I have no idea how I became one of them, but I did. Thousands of women on chatty, buy, sell, and trade private facebook pages dedicated to brand name handbags. Before I knew it, I was a member of several groups. Women enmeshed in what was either a hellish addiction or heaven. Their cumulative depth of knowledge was utterly astounding. Multiple daily sales posts and professional-looking staged photos of their latest acquisitions drew me in quickly. “I’m In Love” was a common single byline over many photos. One lady posted “New Arrivals” with a photo of two handbags and her new born! I wasn’t sure what to think. Either I was missing something about handbags or these ladies were, in fact, living in another dimension. I just needed a good handbag, one that would last me my usual eight to ten years. So I stayed with the groups, a brand, and these ladies who would help me complete my task.

However, my analytical passions got the best of me and I soon desired to find out more about these ladies and their “loves.” I wondered why they sold so many bags. Were they making poor decisions? And what about this trading thing? How did that work and why wouldn’t someone just buy new? Then there was the profuse thanking of one member to another for helping find their “unicorn” bag. What was that? I felt stupid asking on a public page and even more ridiculous when my question was answered.

Dooney & Bourke Rose Samba

Within weeks, I had purchased and returned a dozen bags and was deep into interacting with ladies about sales, discounts, cash back incentives and handbag care. I was buying and selling handbags like a short order cook flipping pancakes during breakfast rush. Whenever someone asked a question, I gave my newly obtained advice. I relished the “likes” and comments on my posts and got a little buzz off how quickly I sold bags that did not work for me. I loved passing on great prices to others, due to my thriftiness. Seemingly overnight I had become one of them. I personally friended and conversed regularly with many of the members, including the woman who had posted the photo of her handbags with her newborn.

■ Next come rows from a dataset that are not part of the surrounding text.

PR #1143, opened 2024-10-28
[NHUB-532] Upgrade Wire to async resource

MarkLark86:
### Purpose
Upgrade Wire resource and search to async.

### What has changed

Resolves: #NHUB-532
Note: Uses Superdesk branch NHUB-540 for now, will change once the Superdesk PR is merged.
Depends on https://github.com/superdesk/superdesk-core/pull/2740


dev-requirements.txt
eos87, line 1: The requirements are pointing to your local environment 😄

newsroom/notifications/module.py
```diff
@@ -25,6 +25,7 @@
                 name="user_created",
                 keys=[("user", 1), ("_created", -1)],
                 collation={"locale": "en", "strength": 2},
+                unique=False,
```
eos87, line 28: why is this change to the index here?

newsroom/notifications/services.py
```diff
@@ -14,36 +16,38 @@ async def create_or_update(self, entries: list[dict[str, Any]]) -> list[str]:
...
+                if "data" in doc:
+                    updates["data"] = doc["data"] or {}
                 await self.update(
                     notification_id,
-                    updates={
-                        "_created": now,
-                        "action": doc.get("action") or original.action,
-                        "data": doc.get("data") or original.data,
-                    },
+                    updates=updates,
```
eos87: nit: I think the second param is the updates dict so to simplify and make the `self.update` one-liner
```suggestion
                    updates,
```

dev-requirements.txt
MarkLark86: This was just until the supedesk-core PR was merged, so the tests on this PR can run. I have reverted this change now

newsroom/notifications/module.py
MarkLark86: In the new code, we're defaulting to `unique:True`, and after auditing the problems we've had with indexes and build issues and the code, I made these changes to make sure those that are meant to be unique are unique

newsroom/push/publishing.py
```diff
@@ -101,14 +107,31 @@ async def publish_item(self, doc: Item, original: Item):
...
-            service.patch(_id, updates={"associations": None})
+        doc_id = await self.publish_doc_to_content_api(doc)
         if "evolvedfrom" in doc and parent_item:
-            service.system_update(parent_item["_id"], {"nextversion": _id}, parent_item)
-        return _id
+            await wire_search.service.system_update(parent_item.id, {"nextversion": doc_id})
+        return doc_id
+
+    async def publish_doc_to_content_api(self, item_dict: dict[str, Any]) -> str:
+        # Copied from content_api.publish.utils.publish_doc_to_content_api
```
eos87, line 116:
```suggestion
        # Copied from content_api.publish.utils.publish_doc_to_content_api
```
is there a way to reuse it instead or there is an intention to remove this repeated code?

newsroom/push/utils.py
```diff
@@ -31,14 +31,16 @@ def set_dates(doc: dict[str, Any]):
...
     ancestors = (doc.get("ancestors") or []) + [doc["guid"]]
 
     for i in range(50):
-        updates = {"ancestors": ancestors + (next_item.get("ancestors") or []), "original_id": doc["original_id"]}
-        service.system_update(next_item["_id"], updates, next_item)
-        next_item = service.find_one(req=None, evolvedfrom=next_item["_id"])
+        updates = {"ancestors": ancestors + (next_item.ancestors or []), "original_id": doc["original_id"]}
+        # updates = {"ancestors": ancestors + (next_item.get("ancestors") or []), "original_id": doc["original_id"]}
+        await wire_search.service.system_update(next_item.id, updates)
+        # service.system_update(next_item.id, updates, next_item)
```
eos87: we can remove these comments I think
```suggestion
        updates = {"ancestors": ancestors + (next_item.ancestors or []), "original_id": doc["original_id"]}
        await wire_search.service.system_update(next_item.id, updates)
```

newsroom/search/filters.py
```diff
@@ -0,0 +1,440 @@
...
+    if request.is_admin:
+        if len(request.args.navigation_ids):
+            request.products = get_products_by_navigation(
+                request.args.navigation_ids, product_type=request.section.value
+            )
+        elif len(request.args.product_ids):
+            # TODO-ASYNC: Convert to Async service when it's available
+            request.products = list(
+                products_service.get_from_mongo(req=None, lookup={"_id": {"$in": request.args.product_ids}})
+            )
```
eos87, line 90: The PR for products async has been merged, although we can replace this in a separate PR if you like.

newsroom/search/filters.py
```diff
@@ -0,0 +1,440 @@
...
+
+def apply_products_filter(request: NewshubSearchRequest) -> None:
+    if request.is_admin and not len(request.args.navigation_ids) and not request.args.product_ids:
+        # admin will see everything by default
+        return
+    elif request.section is None:
+        # This should not happen, as it's prefilled by search service
+        return
+
+    # TODO-ASYNC: Convert to async Product model when available
```
eos87, line 276: same with products here

newsroom/wire/filters.py
```diff
@@ -0,0 +1,180 @@
...
+    ignoreLatest: bool = False
+
+    #: If ``True``, will exclude embargoed items from this search
+    exclude_embargoed: bool = False
+
+    #: If ``True``, will only include embargoed items in this search
+    embargoed_only: bool = False
+
+    #: If ``True``, will apply the configured NewsOnly filter for this search
+    newsOnly: bool = False
```
eos87: just out of curiosity, why is the camelCase in this one?

newsroom/wire/service.py
```diff
@@ -0,0 +1,545 @@
...
+
+    async def get_current_user_bookmarks_count(self, section: SectionEnum | None = None) -> int:
+        user = get_user_or_none_from_request(None)
+        if not user:
+            return 0
+
+        cursor = await self.search(
+            NewshubSearchRequest(
+                section=section or self.section,
+                args=WireSearchRequestArgs(bookmarks=[user.id], page_size=0),
```
eos87, line 89: will this count work as expected if the page_size is equal to 0?

eos87 (approved):
Great job with the search service, it looks much better now! 

I left a few minor comments/questions. Two last suggestions (don't have to be in this PR of course): 
- we should add some docstrings into the some of the most important methods
- please update the dev-requirements as there are still some references to your local environment

MarkLark86:
> Great job with the search service, it looks much better now!
> 
> I left a few minor comments/questions. Two last suggestions (don't have to be in this PR of course):
> 
> * we should add some docstrings into the some of the most important methods
> * please update the dev-requirements as there are still some references to your local environment

Will add docstrings to the search class methods.
As for the dev-requirements, see [pip-tools issue #2131](https://github.com/jazzband/pip-tools/issues/2131). I've fixed this by find/replace. We won't have this issue once pip-tools fixes it.

newsroom/wire/filters.py
MarkLark86: So we don't have to change the front-end code. I have changed this now, so we can support camelCase from front-end and use snake_case on the back-end

newsroom/search/filters.py
MarkLark86: I'll do these changes with the Agenda task I'm currently working on

newsroom/wire/service.py
MarkLark86: Yes, because it uses the hits metadata returned by elastic to [get the count](https://github.com/superdesk/superdesk-core/blob/async/superdesk/core/resources/cursor.py#L105).
image

newsroom/push/publishing.py
MarkLark86: There are subtle changes with this one vs the one in the ContentAPI, such as using the WireItem model instead of ContentAPIItem model (with changes to the fields & schema). Kept it here because it's a small function, and barely ever changed in both Newshub and ContentAPI for many years. Last change in ContentAPI publishing, in regards to Newshub usage, was 4+ years ago.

My husband and adult sons frequently expressed concern about what was looking very much like an obsession. I, in turn, saved photos of different women’s large collections to show them I had this under control. At least I thought I did. But, in a matter of five months, I had bought and sold or returned 37 items. This experience helped me decide the size, style and type of material I wanted in my handbag. However, I now had nine handbags, three totes, five accessories, a couple coming in the mail, and one on my wish list. Okay, it was two. Two were on my wish list, for now. This was far from my goal of finding one quality handbag to last me ten years. Was I out of control? Was this the beginning of another addiction just like the half dozen other things I’d “collected” and just spent years of my life purging?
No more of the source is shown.